To the right of Gamgès sat Pippand, who was acting as best man with the best dramatic flair whereof he was capable, which regrettably was not very good: he looked as if he were about to kill someone with his wineglass. Fortunately, no one noticed him at all, while Sacqueville-Danglars and Buttrebeurrousse, who sat to Samouard's left, smiled to perfection, Sacqueville-Danglars because he was sure of succeeding in his plans, Buttrebeurrousse in anticipation of the Vieux Vignobles. Next to Morrie sat Samouard's venerable and apoplectic old father, Hamphât Gamgès.

"My son knows how to do these things comme il faut," he proudly told M. Morrie. "There are some not far away" - he glanced at Sacqueville-Danglars - "who would refuse a glass of wine, or even their mistress, to their best friends, if they lived in a golden palace. Not so Samouard."

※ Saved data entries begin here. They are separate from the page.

Issue #62, opened 2022-08-25
ENH: ufunc implementation tracking list (up to 3D)


tylerjereddy:
Tracking issue for `ufunc` implementations (see: https://docs.github.com/en/issues/tracking-your-work-with-issues/about-task-lists ). 

- [ ] [numpy.add](https://numpy.org/doc/stable/reference/generated/numpy.add.html#numpy.add)
  - [ ] 1-D
  - [ ] 2-D
  - [ ] 3-D
- [ ] [numpy.subtract](https://numpy.org/doc/stable/reference/generated/numpy.subtract.html#numpy.subtract)
  - [ ] 1-D
  - [ ] 2-D
  - [ ] 3-D
- [ ] [numpy.multiply](https://numpy.org/doc/stable/reference/generated/numpy.multiply.html#numpy.multiply)
  - [ ] 1-D
  - [ ] 2-D
  - [ ] 3-D
- [ ] [numpy.matmul](https://numpy.org/doc/stable/reference/generated/numpy.matmul.html#numpy.matmul)
  - [ ] 1-D
  - [ ] 2-D
  - [ ] 3-D
- [ ] [numpy.divide](https://numpy.org/doc/stable/reference/generated/numpy.divide.html#numpy.divide)
  - [ ] 1-D
  - [ ] 2-D
  - [ ] 3-D
- [ ] [numpy.logaddexp](https://numpy.org/doc/stable/reference/generated/numpy.logaddexp.html#numpy.logaddexp)
  - [ ] 1-D
  - [ ] 2-D
  - [ ] 3-D
- [ ] [numpy.logaddexp2](https://numpy.org/doc/stable/reference/generated/numpy.logaddexp2.html#numpy.logaddexp2)
  - [ ] 1-D
  - [ ] 2-D
  - [ ] 3-D
- [ ] [numpy.true_divide](https://numpy.org/doc/stable/reference/generated/numpy.true_divide.html#numpy.true_divide)
  - [ ] 1-D
  - [ ] 2-D
  - [ ] 3-D
- [ ] [numpy.floor_divide](https://numpy.org/doc/stable/reference/generated/numpy.floor_divide.html#numpy.floor_divide)
  - [ ] 1-D
  - [ ] 2-D
  - [ ] 3-D
- [ ] [numpy.negative](https://numpy.org/doc/stable/reference/generated/numpy.negative.html#numpy.negative)
  - [ ] 1-D
  - [ ] 2-D
  - [ ] 3-D
[...]

PR #84, opened 2022-09-16
Gaussian Naive Bayes example with pykokkos

ShahzadUmair:
This pr includes a basic implementation of Gaussian Naive Bayes with pykokkos. (Still working on polishing a few things)

**A few new ufuncs:**

**sum**: uses np.sum to calculate sum along the axis if axis is specified, otherwise uses parallel reduce to sum a 1D view.

**argmax**: uses np.argmax to find the indices of max values along an axis. This would rely on "max" fn in pykokkos for which we are still working on finding an optimal implementation

**unique**: using np.unique to find the sorted unique elements of a view. Actual implementation would require an optimal parallel sorting algorithm and filtering

**var**: using np.var to find variance along an axis in a 2d array.

**in1D**: Tests if an element of the view is present in the other view. Returns view of 1st view's shape.

**mean**: uses `sum` and `divide_num` functions to find the mean along given axis.

**divide_num**: divides a view with a scalar. Currently only supports upto 2d pk.double views.

**mul_num**: multiplies a view with a scalar. Currently only supports 1D pk.double views.

**add_num**: adds a scalar to every element of a view. Currently only supports upto 2d pk.double views

**transpose**: Serial transpose (uses the built-in zip function) of 1D views.

**power_num**: raises every element of the view to a scalar value. Currently only supports 1D pk.double views

**index**: replaces the elements(e) of a view with the values of another view (w)such that the final result is w[e]

**findMax**: return the max element of the view (curently uses the pythons builtin function)

**searchsorted**: linear search

The functions using the numpy implementation (except `var`) require implementation of parallel algorithms of their own. 

In addition, we are hard coding quite a bit by adding a lot of new code for making views work with different shaped views and scalars. Probably introducing broadcasting will help fix this issues.


pykokkos/lib/util.py
```diff
@@ -8,12 +8,14 @@
 # https://data-apis.org/array-api/2021.12/API_specification/utility_functions.html
 
 def all(x, /, *, axis=None, keepdims=False):
+    return np.all(x)
```
ShahzadUmair, line 11: `pk.all([1, 1, 1])`  where [1, 1, 1] is pk.View([3], pk.int8)

returns `False` since `[1,1,1] == True` is False. Added a temporary np.all here. Will fix it soon

pykokkos/__init__.py
```diff
@@ -45,8 +45,23 @@
...
                                  exp,
                                  exp2,
-                                isinf,
-                                isnan)
+                                 argmax,
+                                 unique,
+                                 var,
+                                 in1d,
+                                 mean,
+                                 sum,
```
tylerjereddy, line 53: Just a drive-by comment for now, but I'm pretty sure that `sum()` is not a `ufunc`--it shouldn't be listed in the NumPy docs under available ufuncs: https://numpy.org/doc/stable/reference/ufuncs.html#available-ufuncs

nor should it be listed as a ufunc in our checklist at gh-62. I think there's a distinction into a separate category for the pure reduction operations, so we may want to reflect that in our library/module organization.

pykokkos/lib/ufuncs.py
```diff
@@ -1381,6 +1389,270 @@ def exp2(view):
     return out
 
 
+@pk.workunit
+def sum_impl_1d_double(tid: int, acc: pk.Acc[pk.double], viewA: pk.View1D[pk.double]):
+    acc += viewA[tid]
+
+
+def sum(viewA, axis=None):
+    if(axis is not None):
```
tylerjereddy, line 1398: I'd probably move `sum()` and other non-ufuncs elsewhere, and may lose the brackets here too--`if axis is not None:` would be a bit more idiomatic I think.

pykokkos/lib/ufuncs.py
```diff
@@ -1381,6 +1389,270 @@ def exp2(view):
...
+    rows = len(arr)
+    cols = 1
+
+    if (rows > 0 and isinstance(arr[0], Sequence)):
+        cols = len(arr[0])
+    
+    return [rows, cols] if (cols > 1) else [rows]
+
+
+def array(view):
```
tylerjereddy, line 1592: this is really strange, we already have `asarray()` and `from_numpy()`, which live elsewhere, so I can't imagine we'd want to have `array()`, and many of the other non-ufunc ops living in `ufuncs.py`. 

Importantly, what is `array()` giving you that `asarray()` is not? It looks like this implementation is less flexible as well--only supporting a single `dtype` vs. our `asarray()` implementation? We'd at least need to have docs explaining why `array()` needs to exist in this form, whithout leveraging the already-available `from_numpy()` and `asarray()` infrastructure.

pykokkos/lib/ufuncs.py
```diff
@@ -1381,6 +1389,270 @@ def exp2(view):
...
+            viewA.shape[0],
+            add_numm_impl_1d_double,
+            viewA=viewA,
+            viewB=viewB,
+            out=out)
+    else:
+        raise RuntimeError("Incompatible Types")
+    return out
+
+def _get_shape(arr):
```
tylerjereddy, line 1582: This looks like it is patching an oversight somewhere if you really need it? Can you summarize why our current size/shape infrastructure wasn't cutting if for you? I though we were doing pretty well in that regard apart from 0-d arrays maybe.

I'm also slightly confused by the design decision to return list objects when Nader just adjusted us to comply with the array API shape requirement of being tuple-like in gh-78.

tylerjereddy (commented):
Just added a few initial comments

pykokkos/lib/ufuncs.py
```diff
@@ -1381,6 +1389,270 @@ def exp2(view):
...
+
+    if str(viewA.dtype) == "DataType.double":
+        return pk.parallel_reduce(
+            viewA.shape[0],
+            sum_impl_1d_double,
+            viewA=viewA)
+
+
+def argmax(view, axis):
+    res = np.argmax(view, axis=axis)
```
NaderAlAwar, line 1431: This will only work if `view` is a numpy array, right? I think the assumption we're making with all these ufuncs is that all array inputs are Views. I understand that for now we need to use numpy, but even if `view` was of type View, you could still access it as a numpy array using the `data` field (see [here](https://github.com/kokkos/pykokkos/blob/a39282171630803067c8c2f13858e0a9beae2eb9/pykokkos/interface/views.py#L282)). So this would be `view.data` instead of just `view`.

pykokkos/lib/ufuncs.py
```diff
@@ -1381,6 +1389,270 @@ def exp2(view):
...
+    view = pk.View(res.shape, pk.int32)
+    view[:] = res
+
+    return view
+
+def unique(view):
+    res = np.unique(view)
```
NaderAlAwar, line 1438: Same comment as `argmax` (use `view.data`)

pykokkos/lib/ufuncs.py
```diff
@@ -1381,6 +1389,270 @@ def exp2(view):
...
+    view[:] = res
+
+    return view
+
+def var(view, axis):
+    res = np.var(view, axis=axis)
+    view = pk.View(res.shape, pk.double)
+    view[:] = res
+
+    return view
```
NaderAlAwar, line 1449: Why can't we implement our own variance kernel?

pykokkos/lib/ufuncs.py
```diff
@@ -1381,6 +1389,270 @@ def exp2(view):
...
+#     for i in range(viewA.extent(0)):
+#         out[tid] = out[tid] + (viewA[tid][i] / viewA.extent(0))
+
+
+# @pk.workunit
+# def mean1_____impl_1d_double(tid: int, viewA: pk.View2D[pk.double], out: pk.View1D[pk.double]):
+#     x = 0
+#     for i in range(viewA.extent(1)):
+#         x += (viewA[i][tid] / viewA.extent(1))
+#     out[tid] = x
```
NaderAlAwar: I assume this is a work in progress

pykokkos/lib/ufuncs.py
```diff
@@ -1381,6 +1389,270 @@ def exp2(view):
...
+
+
+
+def mean(view, axis):
+    viewA = pk.View(view.shape, pk.double)
+    viewA[:] = view
```
NaderAlAwar, line 1467: Slightly confused here, is `view` a numpy array, and are you converting from a numpy array to a view here? If so, just use `asarray()` (see [here](https://github.com/kokkos/pykokkos/blob/eb46e4b7f7ac9a0dc7c4b54fb15b631b9b244295/pykokkos/interface/views.py#L531))

pykokkos/lib/ufuncs.py
```diff
@@ -1381,6 +1389,270 @@ def exp2(view):
...
+
+    if str(viewA.dtype) == "DataType.double":
+        if (axis == 0):
+            sum_view = sum(viewA, axis=0)
+            return divide_num(sum_view, viewA.shape[0]) 
+        else:
+            sum_view = sum(viewA, axis=1)
+            return divide_num(sum_view, viewA.shape[1])
+    else:
+        raise RuntimeError("Incompatible Types")
```
NaderAlAwar, line 1480: @ShahzadUmair I think you'll fix this as discussed?

pykokkos/lib/ufuncs.py
```diff
@@ -1381,6 +1389,270 @@ def exp2(view):
...
+
+
+@pk.workunit
+def in1d_impl_1_d_double(tid: int, viewA: pk.View1D[pk.double], viewB: pk.View1D[pk.double], out: pk.View1D[pk.int8]):
```
NaderAlAwar, line 1484: Remove the underscore between 1 and d (so `in1d_impl_1d_double`)

pykokkos/lib/ufuncs.py
```diff
@@ -1381,6 +1389,270 @@ def exp2(view):
...
+    out[tid] = 0
+    for i in range(viewB.extent(0)):
+        if (viewB[i] == viewA[tid]):
+            out[tid] = 1
```
NaderAlAwar, line 1488: This might not be the fastest way to implement this but I think it's okay for now. I think you can add a `break` statement once you've found the element. Also, remove the parentheses in the if condition.

pykokkos/lib/ufuncs.py
```diff
@@ -1381,6 +1389,270 @@ def exp2(view):
...
+            viewA=viewA,
+            viewB=viewB,
+            out=out)
+    else:
+        raise RuntimeError("Incompatible Types")
+
+    return out
+
+@pk.workunit
+def divide_num2_impl_1d_double(tid: int, viewA: pk.View1D[pk.double], viewB: pk.View1D[pk.double], out: pk.View1D[pk.double]):
```
NaderAlAwar, line 1505: A bit confused about the name, why is it `num2`?

pykokkos/lib/ufuncs.py
```diff
@@ -1381,6 +1389,270 @@ def exp2(view):
...
+
+
+@pk.workunit
+def divide_num_2d_impl_1d_double(tid: int, viewA: pk.View2D[pk.double], viewB: pk.View1D[pk.double], out: pk.View2D[pk.double]):
+    for i in range(viewA.extent(1)):
+        out[tid][i] = viewA[tid][i] / viewB[i]
+
+
+def divide_num(viewA, viewB):
+    if (not hasattr(viewB, '__iter__')):
```
NaderAlAwar, line 1516: We mentioned before that we will eventually do better type checking, but I think this can be improved for now by just using `if not isinstance(viewB, pk.View)`

pykokkos/lib/ufuncs.py
```diff
@@ -1381,6 +1389,270 @@ def exp2(view):
...
+        view_temp = pk.View([1], pk.double)
+        view_temp[0] = viewB
+        viewB = view_temp
+
+    if len(viewA.shape) == 2:
```
NaderAlAwar, line 1521: If you're checking the dimensionality of the view, just use `viewA.rank()` (see [here](https://github.com/kokkos/pykokkos/blob/eb46e4b7f7ac9a0dc7c4b54fb15b631b9b244295/pykokkos/interface/views.py#L70))

pykokkos/lib/ufuncs.py
```diff
@@ -1381,6 +1389,270 @@ def exp2(view):
...
+            viewB=viewB,
+            out=out)
+    elif str(viewA.dtype) == "DataType.double":
+        out = pk.View([viewA.shape[0]], pk.double)
+        pk.parallel_for(
+            viewA.shape[0],
+            divide_num2_impl_1d_double,
+            viewA=viewA,
+            viewB=view_temp,
+            out=out)
```
NaderAlAwar, line 1536: I'm not sure about these `if` `elif` conditions. Why do we need a special case for 2d arrays and then check for the datatype?

pykokkos/lib/ufuncs.py
```diff
@@ -1381,6 +1389,270 @@ def exp2(view):
...
+    out[tid] = viewA[tid] / viewB[0]
+
+
+@pk.workunit
+def divide_num_2d_impl_1d_double(tid: int, viewA: pk.View2D[pk.double], viewB: pk.View1D[pk.double], out: pk.View2D[pk.double]):
+    for i in range(viewA.extent(1)):
+        out[tid][i] = viewA[tid][i] / viewB[i]
+
+
+def divide_num(viewA, viewB):
```
NaderAlAwar, line 1515: Why do we have `divide_num` and not just divide?

pykokkos/lib/ufuncs.py
```diff
@@ -1381,6 +1389,270 @@ def exp2(view):
...
+        out = pk.View([viewc.shape[0]], pk.double)
+        pk.parallel_for(
+            viewA.shape[0],
+            mul0d_impl_1d_double,
+            viewA=viewc,
+            viewB=view_temp,
+            out=out)
+    else:
+        raise RuntimeError("Incompatible Types")
+    return out
```
NaderAlAwar, line 1563: Same comments as above

pykokkos/lib/ufuncs.py
```diff
@@ -1381,6 +1389,270 @@ def exp2(view):
...
+        out = pk.View([viewA.shape[0]], pk.double)
+        pk.parallel_for(
+            viewA.shape[0],
+            add_numm_impl_1d_double,
+            viewA=viewA,
+            viewB=viewB,
+            out=out)
+    else:
+        raise RuntimeError("Incompatible Types")
+    return out
```
NaderAlAwar, line 1599: Same comments as above

pykokkos/lib/ufuncs.py
```diff
@@ -1381,6 +1389,270 @@ def exp2(view):
...
+    view[:] = res
+
+    return view
+
+def transpose(view):
+    res = list(map(list, zip(*view)))
+    view = pk.View(_get_shape(res), pk.double)
+    view[:] = res
+
+    return view
```
NaderAlAwar, line 1623: Is it possible to implement this with a kernel?

pykokkos/lib/ufuncs.py
```diff
@@ -1381,6 +1389,270 @@ def exp2(view):
...
+
+@pk.workunit
+def power_num_impl_2d_double(tid: int, viewA: pk.View2D[pk.double], viewB: pk.View1D[pk.double], out: pk.View2D[pk.double]):
+    for i in range(viewA.extent(1)):
+        out[tid][i] = pow(viewA[tid][i], viewB[0])
+
+
+def power_num(viewA, viewB):
+    if (not hasattr(viewB, '__iter__')):
```
NaderAlAwar, line 1632: Same comment as above regarding checking the view type

pykokkos/lib/ufuncs.py
```diff
@@ -1381,6 +1389,270 @@ def exp2(view):
...
+            index_impl_1d_double,
+            viewA=viewA,
+            viewB=viewB,
+            out=out)
+    else:
+        raise RuntimeError("Incompatible Types")
+    return out
+
+
+def findMax(viewA):
```
NaderAlAwar, line 1668: where do we use this?

pykokkos/lib/ufuncs.py
```diff
@@ -1381,6 +1389,270 @@ def exp2(view):
...
+    return max(viewA)
+
+def searchsorted(view, ele):
```
NaderAlAwar, line 1671: where do we use this?

NaderAlAwar (changes requested):

pykokkos/lib/create.py
```diff
@@ -1,4 +1,7 @@
 import pykokkos as pk
 
-def zeros(shape, *, dtype=None, device=None):
-    return pk.View([*shape], dtype=dtype)
+def zeros(shape, *, dtype=pk.double, device=None):
+    if (hasattr(shape, '__iter__')):
+        return pk.View([*shape], dtype=dtype)
+    else:
+        return pk.View([shape], dtype=dtype)
```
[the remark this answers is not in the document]
tylerjereddy: The function signature should probably remain consistent with the array API standard requiring `dtype=None` as the default: https://data-apis.org/array-api/latest/API_specification/generated/signatures.creation_functions.zeros.html#signatures.creation_functions.zeros

though it likely doesn't matter too much. See the approach used for `pk.ones()` in gh-73. NumPy is a violator, though it predates the standard.

One motivating reason is in the design of newer array library like pytorch, where the default `dtype=None` can vary per the docs: https://pytorch.org/docs/stable/generated/torch.zeros.html

pykokkos/lib/ufuncs.py
ShahzadUmair: The type of view in this function is `pk.View2D[pk.double]`. The np.argmax function i think takes as input anything array-like so it is working out of the box thats why. Do you think i should still change it to view.data?

pykokkos/lib/ufuncs.py
ShahzadUmair: I have removed this code in the latest commit. This was extra, just making sure np arrays and pk views both work. Now we only have `pk.view` so it is working fine without this as well.

pykokkos/lib/ufuncs.py
ShahzadUmair: Done

pykokkos/lib/ufuncs.py
ShahzadUmair: Used in the gaussian bayes algo to find max for pk.view of variances

pykokkos/lib/ufuncs.py
ShahzadUmair: Gaussian Bayes use the search sorted function in `_partial_fit` function

examples/NaiveBayes/GaussianNB.py
```diff
@@ -0,0 +1,609 @@
+from abc import ABCMeta, abstractmethod
```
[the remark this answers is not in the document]
ShahzadUmair: Updated. Added at the top

pykokkos/lib/ufuncs.py
ShahzadUmair: Done

pykokkos/lib/ufuncs.py
ShahzadUmair: I wasnt aware about the pk_cpp folder back then. Forgot to revert this back after testing 😅

pykokkos/lib/ufuncs.py
ShahzadUmair: I have updated these, it was a buggy condition

pykokkos/lib/ufuncs.py
ShahzadUmair: I have moved the implementation to divide

pykokkos/lib/ufuncs.py
ShahzadUmair: Yes, done!

pykokkos/lib/ufuncs.py
ShahzadUmair: You are right, we dont require this. I made it during testing but forgot to remove.

pykokkos/lib/ufuncs.py
ShahzadUmair: Removed and moved all the lists to pk.view types. We dont need this function anymore.

pykokkos/interface/views.py
```diff
@@ -333,6 +333,10 @@ def _get_type(self, dtype: Union[DataType, type]) -> Optional[DataType]:
 
 
     def __eq__(self, other):
+        # Tempprary fix. Will change soon 
+        if other.dtype.type == np.float64:
+            return self.array == other
+
```
NaderAlAwar, line 339: Why/where is this needed?

pykokkos/interface/views.py
```diff
@@ -547,14 +554,21 @@ def from_cupy(array) -> ViewType:
...
 # asarray is required for comformance with the array API:
 # https://data-apis.org/array-api/2021.12/API_specification/creation_functions.html#objects-in-api
-
 def asarray(obj, /, *, dtype=None, device=None, copy=None):
     # TODO: proper implementation/design
     # for now, let's cheat and use NumPy asarray() followed
     # by pykokkos from_numpy()
-    if obj in {pk.e, pk.pi, pk.inf, pk.nan}:
+    if isHashable(obj) and obj in {pk.e, pk.pi, pk.inf, pk.nan}:
```
NaderAlAwar, line 571: Why do we need to check if it's hashable?

pykokkos/lib/ufuncs.py
```diff
@@ -1,4 +1,8 @@
+from typing import Sequence
+
 import pykokkos as pk
+import numpy as np
+import math
```
NaderAlAwar, line 5: Two things: move `import math` to the top, since it's a standard library import (numpy and pykokkos are 3rd party libraries), and import numpy before you import pykokkos (alphabetical order)

pykokkos/lib/ufuncs.py
```diff
@@ -84,12 +88,16 @@ def log(view):
...
+        return math.log(view)
+
     if str(view.dtype) == "DataType.double":
         pk.parallel_for(view.shape[0], log_impl_1d_double, view=view)
     elif str(view.dtype) == "DataType.float":
         pk.parallel_for(view.shape[0], log_impl_1d_float, view=view)
+    
     return view
-
+
```
NaderAlAwar, line 100: Remove the space character

pykokkos/lib/ufuncs.py
```diff
@@ -260,13 +268,18 @@ def sign(view):
 
 @pk.workunit
 def add_impl_1d_double(tid: int, viewA: pk.View1D[pk.double], viewB: pk.View1D[pk.double], out: pk.View1D[pk.double], ):
-    out[tid] = viewA[tid] + viewB[tid]
+    out[tid] = viewA[tid] + viewB[tid % viewB.extent(0)]
```
NaderAlAwar, line 271: Is this needed if viewA and viewB have different sizes? Is this what numpy does?

pykokkos/lib/ufuncs.py
```diff
@@ -260,13 +268,18 @@ def sign(view):
...
 
 @pk.workunit
 def add_impl_1d_float(tid: int, viewA: pk.View1D[pk.float], viewB: pk.View1D[pk.float], out: pk.View1D[pk.float]):
     out[tid] = viewA[tid] + viewB[tid]
 
+@pk.workunit
+def add_num_2d_impl_1d_double(tid: int, viewA: pk.View2D[pk.double], viewB: pk.View1D[pk.double], out: pk.View2D[pk.double]):
+    for i in range(viewA.extent(1)):
+        out[tid][i] = viewA[tid][i] + viewB[i % viewB.extent(0)]
+
```
NaderAlAwar, line 282: Why does the workunit start with `add_num` instead of just `add`? Also same question for the modulo

pykokkos/lib/ufuncs.py
NaderAlAwar: If it's working right now it's fine, since we're going to be replacing this eventually

pykokkos/lib/ufuncs.py
```diff
@@ -1381,6 +1451,147 @@ def exp2(view):
...
+@pk.workunit
+def transpose_impl_2d(tid: int, view: pk.View2D[pk.double], out: pk.View2D[pk.double]):
+    for i in range(view.extent(1)):
+        out[i][tid] = view[tid][i]
+
+
+def transpose(view):
+    view_temp = pk.View(view.shape, dtype=pk.double)
+    view_temp[:] = view
+    view = view_temp
```
NaderAlAwar, line 1559: Is view_temp still needed?

pykokkos/lib/ufuncs.py
```diff
@@ -1381,6 +1451,147 @@ def exp2(view):
...
+
+    if view.rank() == 2:
+        if str(view.dtype) == "DataType.double":
+            out = pk.View(view.shape[::-1], pk.double)
+            pk.parallel_for(view.shape[0], transpose_impl_2d, view=view, out=out)
+            return out
+    
+    raise RuntimeError("Incompatible Types")
```
NaderAlAwar, line 1567: Replace the error message with something related to the view's shape (not being rank 2)

pykokkos/lib/ufuncs.py
NaderAlAwar: I think the original implementation called a `max()` method on the array itself, so we're changing the interface a bit here. I think this is fine for now, but can you rename this to `find_max` for now? Also add a TODO: comment at the point where this is used

NaderAlAwar (commented):
Good changes, I think you're almost there

pykokkos/interface/views.py
ShahzadUmair: at a few places the Naive Bayes code creates subviews like:

```python3
X[ y == y_i, :]  # X: pk.View2D[pk.double], y: pk.View1D[pk.double], y_i: Union(np.float64, pk.double)
```

I have updated this to make it more generic and not restricted to `np.float64` only

Please let me know if this looks right.

pykokkos/lib/ufuncs.py
ShahzadUmair: Oh yes, you are right. I will update the interface

pykokkos/interface/views.py
ShahzadUmair: I assumed that an `asarray` function can get a `list` as input as well (we are sending a list to asarray fn at 1 place in naive bayes example). Since lists are not hashable I believe, this code breaks with the following error

``` shell
File "/pykokkos1/pykokkos/interface/views.py", line 570, in asarray
    if obj in {pk.e, pk.pi, pk.inf, pk.nan}:
TypeError: unhashable type: 'list'
```

pykokkos/lib/ufuncs.py
ShahzadUmair: This is tied to fixing the `asarray` function. I am looking at fixing. Once we have a working `asarray` function, we should be able to remove this.

pykokkos/lib/ufuncs.py
ShahzadUmair: I think numpy does not do this. Since we do not have a mechanism in place to verify broadcasting, this will work for now assuming the inputs can be broadcasted.
Another option could be to make separate workunits for all the different combinations of inputs. Please let me know if you think we should go down that route instead.

pykokkos/lib/ufuncs.py
ShahzadUmair: Renamed it to `add_2d...`. Used modulo for the same reason here to prevent duplication of workunits for different combinations of inputs.

pykokkos/interface/views.py
NaderAlAwar: As discussed, `not hasattr(N, "__len__")` might make more sense here for now

pykokkos/interface/views.py
```diff
@@ -503,8 +516,10 @@ def from_numpy(array: np.ndarray, space: Optional[MemorySpace] = None, layout: O
     else:
         ret_list = list((array.shape))
 
-
-    return View(ret_list, dtype, space=space, trait=Trait.Unmanaged, array=array, layout=layout)
+    # Temporary Fix. Will revert when fixed
+    view = pk.View(ret_list, dtype)
+    view[:] = array
+    return view
```
NaderAlAwar, line 522: As discussed, create a custom `asarray` in GuassianNB, and use it where necessary

pykokkos/lib/ufuncs.py
```diff
@@ -584,6 +632,11 @@ def power_impl_1d_double(tid: int, viewA: pk.View1D[pk.double], viewB: pk.View1D
 def power_impl_1d_float(tid: int, viewA: pk.View1D[pk.float], viewB: pk.View1D[pk.float], out: pk.View1D[pk.float]):
     out[tid] = pow(viewA[tid], viewB[tid])
 
+@pk.workunit
+def power_num_impl_2d_double(tid: int, viewA: pk.View2D[pk.double], viewB: pk.View1D[pk.double], out: pk.View2D[pk.double]):
```
NaderAlAwar, line 636: Make naming consistent with other workunits (remove num)

pykokkos/lib/util.py
NaderAlAwar: this might not be needed anymore since we support comparing to scalars now

NaderAlAwar (approved):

"Good old Samouard!" cried Buttrebeurrousse. "Speech! Speech!"

Samouard Gamgès rose and declaimed, his voice reverberating through the air of the café with penetrating resonance: "Eh bien, my dear Cotolons, Gamgès, Sacqueville-Dangars, Buttrebeurrousses, and in especial my patron M. Morrie," announced Gamgès. "I have called you together for two purposes. Firstly, to thank you all for this attestation of friendship you show me in coming to this humble but loving feast, and especially to Monsieur Morrie for patronizing me with such condescension, and Pippand for giving up the girl for me."